Frequently Asked Questions

What is the IUPAC name of methyl 2-[2-(3-chloro-2-oxopropyl)-5-methylphenyl]acetate?
The IUPAC name of methyl 2-[2-(3-chloro-2-oxopropyl)-5-methylphenyl]acetate (CID 134614159) is methyl 2-[2-(3-chloro-2-oxopropyl)-5-methylphenyl]acetate.
What is the SMILES notation for methyl 2-[2-(3-chloro-2-oxopropyl)-5-methylphenyl]acetate?
The canonical SMILES for methyl 2-[2-(3-chloro-2-oxopropyl)-5-methylphenyl]acetate is COC(=O)Cc1cc(C)ccc1CC(=O)CCl.
What is the InChIKey of methyl 2-[2-(3-chloro-2-oxopropyl)-5-methylphenyl]acetate?
The InChIKey is VUCNIZLKUIMIHD-UHFFFAOYSA-N. The full InChI is InChI=1S/C13H15ClO3/c1-9-3-4-10(6-12(15)8-14)11(5-9)7-13(16)17-2/h3-5H,6-8H2,1-2H3.
What are the key properties of methyl 2-[2-(3-chloro-2-oxopropyl)-5-methylphenyl]acetate?
methyl 2-[2-(3-chloro-2-oxopropyl)-5-methylphenyl]acetate has a molecular weight of 254.71 g/mol, XLogP of 2.06, 5 rotatable bonds, 0 hydrogen bond donors, and 3 hydrogen bond acceptors.

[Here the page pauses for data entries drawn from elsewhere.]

Issue #5036, opened 2024-04-04
Verilator's vpiStringVal implementation masks byte values of 32 and 0


mjeje:
Verilator's vpiStringVal implementation masks byte values of 32 and 0.

verilator version: `Verilator 5.022 2024-02-24 rev UNKNOWN.REV`
OS: macOS Sonoma

Hello. I am writing handler functions to write and read signals from a Verilog Top module. My application uses `vpiStringVal` format. I noticed in the implementation for `vl_get_value(...)` that byte values equal to 0 are returned as spaces (8'b32) to the caller. 

```
//verilated_vpi.cpp:vl_get_value:2349
...
// other simulators replace [leading?] zero chars with spaces, replicate here.
t_outStr[i] = val ? val : ' ';
```

To test an edge case where this mechanic might fail, I wrote a simple Verilog Top module that assigns the values (32 << 8) and 32 to two constant outputs. 32 is represented as the ASCII space character.

```
//Top.v
module Top(output [15:0] const1, output [15:0] const2);
   assign const1 = 16'h2000;
   assign const2 = 16'h0020;
endmodule;
```

And a test bench that calls the `vl_get_value` wrapper function `vpi_get_value()` for each output. 
The result is two identical char arrays. This behavior is problematic because it is not possible to decode the true value of this output when using `vpiStringVal` format.

```
//TestBench.cpp
...
t_vpi_value const1;
const1.format = vpiStringVal;
vpiHandle vh1 = vpi_handle_by_name("const1", NULL);
vpi_get_value(vh1, &const1);
printCharArray(const1.value.str); //{32, 32, 0}
...
t_vpi_value const2;
const2.format = vpiStringVal;
vpiHandle vh1 = vpi_handle_by_name("const2", NULL);
vpi_get_value(vh1, &const2);
printCharArray(const2.value.str); //{32, 32, 0}
```

The expected result of printing const1 is `{32, 0, 0}`, and const2 is `{0, 32, 0}`.

wsnyder:
Can you please modify one of the Verilator test cases to show this, and also make sure it passes on 2 other simulators and make a pull request or patch with that?  A fix would also be appreciated - should be straight forward once have the tests (to include/verilated_vpi.cpp)!

mjeje:
I created tests for these edge cases in test_regress/t/t_vpi_var.cpp. 
https://github.com/mjeje/verilator/tree/vpi-string-val-fix-%235036

[...]

PR #5128, opened 2024-05-21
Edit gets/puts with vpiStringVal to fully support integers (#5036)

mjeje:
Resolution to issue [#5036](https://github.com/verilator/verilator/issues/5036). Removes substitution for special characters in values represented by `vpiStringVal` format. Enables format to be used to read/write any integer value.


wsnyder:
See #5036, approach has changed to add vpiMemory etc.

Issue #5127, opened 2024-05-20
Optimizer removes side-effecting assignment in initial block


sethp:
Deep in IceNet, there's a snippet of verilog that looks like this:

```verilog
    string devname = "";
    int rlimit_gbps = 64;
    byte rlimit_inc = 1;
    byte rlimit_period = 1;
    byte rlimit_size = 8;
    int dummy;

   // ...

    initial begin
        dummy = $value$plusargs("netbw=%d", rlimit_gbps);
        dummy = $value$plusargs("netburst=%d", rlimit_size);
        dummy = $value$plusargs("netdev=%s", devname);
        network_init(devname, rlimit_gbps, rlimit_inc, rlimit_period);
    end
```
—https://github.com/firesim/icenet/blob/7c17985a46108c8ff8d424b1b3af6eebc37c38a3/src/main/resources/vsrc/SimNetwork.v#L68-L73

When verilated,  `+netdev=...` wasn't getting picked up on the command line, and I couldn't find any writes to the `devname` variable anywhere. On a hunch, I changed the block to:

```
    initial begin
        dummy = $value$plusargs("netbw=%d", rlimit_gbps);
        dummy = $value$plusargs("netburst=%d", rlimit_size);
        if ($value$plusargs("netdev=%s", devname))
            $display("using devname=%s", devname);
        network_init(devname, rlimit_gbps, rlimit_inc, rlimit_period);
    end
```

And the devname was indeed assigned from the plusarg. To me, this looks very similar to https://github.com/verilator/verilator/issues/3131 —the optimizer isn't "seeing" that the plusargs call changes devname, and so can't be removed without changing the meaning of the program.

Verilator version:
```
$ verilator --version
Verilator 5.022 2024-02-24 rev conda-forge build 0
```
I haven't tried the latest from git; if you think it's likely to make a difference I'll give it a shot.

What OS and distribution are you using? Arch Linux

May we assist you in trying to fix this in Verilator yourself?

Sure, I'd be happy to give it a shot: I assume the fix would be somewhat similar to 08c8b0d7d655d2c8afe91114818e2e943bc8a601 , if you can point me towards the rough area of the optimizer that's deleting the AST nodes when they're writing to a never-read variable.

wsnyder:
Thanks for the good bug report, if you can look at this it's likely straightforward to make a pull to fix it.
1. Please update the tests, or make a new one to show the issue.
[...]

PR #5137, opened 2024-05-24
Fix errant removal of some side-effecting assigns

sethp:
Prior to this snapshot, some repeated assignments and assignments to a never-read variable would get optimized away, even if the RHS of the assignment had a side-effect like writing to one of its arguments.

Now, those statements are left intact. This change is perhaps too conservative in that it keeps the variables live (and not just the assignment statements). An alternative would be instead to propogate some kind of negative value in that slot (I believe this is what LLVM calls a "poison" value) so that other optimizations can "see" the var is holds no real value.

I don't have the breadth of experience to take a principled position on whether there's any real-world verilog that would suffer signficantly from the potential de-optimization here, lacking much in the way of context on:

* What is pure vs. unpure? i.e. how likely it is that something else got "caught up" in this change
* How often never-read variables being removed was enabling other optimizations, or how much work was being avoided in not computing those values.

That said, given how almost everything in RTL-land is pure by default, I'm hopeful that the impact here is small outside the desired behavior of reading plusargs.

Many thanks to @wsnyder for the guidance on #5127 which this change is intended to address. I think I followed all of the contribution guidelines, but just let me know if I missed anything.

### DIFF
--- a/docs/CONTRIBUTORS
+++ b/docs/CONTRIBUTORS
@@ -171,6 +171,7 @@ Samuel Riedel
 Sean Cross
 Sebastien Van Cauwenberghe
 Sergi Granell
+Seth Pellegrino
 Srinivasan Venkataramanan
 Stefan Wallentowitz
 Stephen Henry
--- a/src/V3Dead.cpp
+++ b/src/V3Dead.cpp
@@ -311,7 +311,7 @@ class DeadVisitor final : public VNVisitor {
         // still get deleted.
     }
     void visit(AstNode* nodep) override {
-        if (nodep->isOutputter()) m_sideEffect = true;
+        if (!nodep->isPure()) m_sideEffect = true;
         iterateChildren(nodep);
         checkAll(nodep);
     }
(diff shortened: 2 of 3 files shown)


sethp:
Ah, it looks like the agreement job failed because my github profile didn't have my full name on it. I've updated the profile, and I'll give it another try.

sethp:
Ah, looks like that worked. I also un-made the profile change once the agreement check went green, let me know if you'd like me to put it back until the PR is merged.

wsnyder:
Ideally we'd want the profile to stay, otherwise it will fail every regression post-merge.  I can merge it under my name with you co-author to avoid that if you want - what matters is you "signed" the agreement (thanks)

wsnyder:
Note I'll need to run some performance sims before taking this to see what the implications are.  IsOutputter is a lot less common.

sethp:
Oh, I'll leave it, then: my name's already in the Author field on all the commits on this forge, might as well put it in the :hover too.

> Note I'll need to run some performance sims before taking this to see what the implications are. IsOutputter is a lot less common.

Yeah, I'd welcome any feedback you've got there: for my purposes it'd also work to check `IsOutputter || IsPlusArgs`, but I don't have a good sense of what that excludes the other way 'round.

PR #6233, opened 2025-07-27
Fix Replicate with unsigned count but MSB set

### LINKED ISSUE #6231: V3DfgDfgToAst.cpp:48: Incorrect width in AstNode created from DfgVertex REPLICATE: 1 vs 8
```
%Error: Internal Error: <snip>: ../V3DfgDfgToAst.cpp:48: Incorrect width in AstNode created from DfgVertex REPLICATE: 1 vs 8
  213 |             A: rslt = {  {4'8{|srcA[63:56]}},
```

When I change to the following it successfully builds.
`  213 |             A: rslt = {  {8{|srcA[63:56]}},`

Perhaps not a big deal, but wanted to open if useful.

```
verilator \
   --cc \
   --top aerial_wrap \
   -sv \
   -DVERILATOR=1 \
   -DCOMMON_CELLS_ASSERTS_OFF=1 \
   --build-jobs 8 \
   --trace \
   --trace-structs \
   --trace-max-array 16 \
   -output-split 15000 \
   --threads 4 \
   --no-assert \
   -O3 \
```

`Darwin easyemachine.local 24.5.0 Darwin Kernel Version 24.5.0: Tue Apr 22 19:53:27 PDT 2025; root:xnu-11417.121.6~2/RELEASE_ARM64_T6041 arm64`

Thanks,
-e-

gezalore:
Correctly compute witdh of AstReplicate in its constructor when the count is unsigned but its MSB is set.

Fixes #6231

---

It's a bit suspect that `V3Number::isNegative()` returns true if the MSB is set even if `V3Number::isSigned()` is false, however there are a couple places where we check `isNegative()` without `isSigned()`, so instead of changing that I made the AstReplicate constructor do the same a V3Width. Might be worth revisiting though to make sure there are no similar bugs elsewhere.

### DIFF
--- a/src/V3AstNodeExpr.h
+++ b/src/V3AstNodeExpr.h
@@ -3367,8 +3367,9 @@ public:
         : ASTGEN_SUPER_Replicate(fl, lhsp, rhsp) {
         if (lhsp) {
             if (const AstConst* const constp = VN_CAST(rhsp, Const)) {
-                if (constp->num().isFourState() || constp->num().isNegative()) {  // V3Width warns
-                    dtypeSetLogicSized(lhsp->width(), VSigning::UNSIGNED);
+                if (constp->num().isFourState()
+                    || (constp->dtypep()->isSigned() && constp->num().isNegative())) {
+                    dtypeSetLogicSized(lhsp->width(), VSigning::UNSIGNED);  // V3Width warns
                 } else {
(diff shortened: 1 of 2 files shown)


wsnyder (approved):
Note isSigned should be done on the dtype (as you did) which in some rare cases is not the same as the Number isSigned, which is which it is not isSignedNegitive all-in-one.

Where does this data come from?
All data for methyl 2-[2-(3-chloro-2-oxopropyl)-5-methylphenyl]acetate is sourced from PubChem (CID 134614159), the world's largest open chemistry database maintained by the National Library of Medicine (NIH).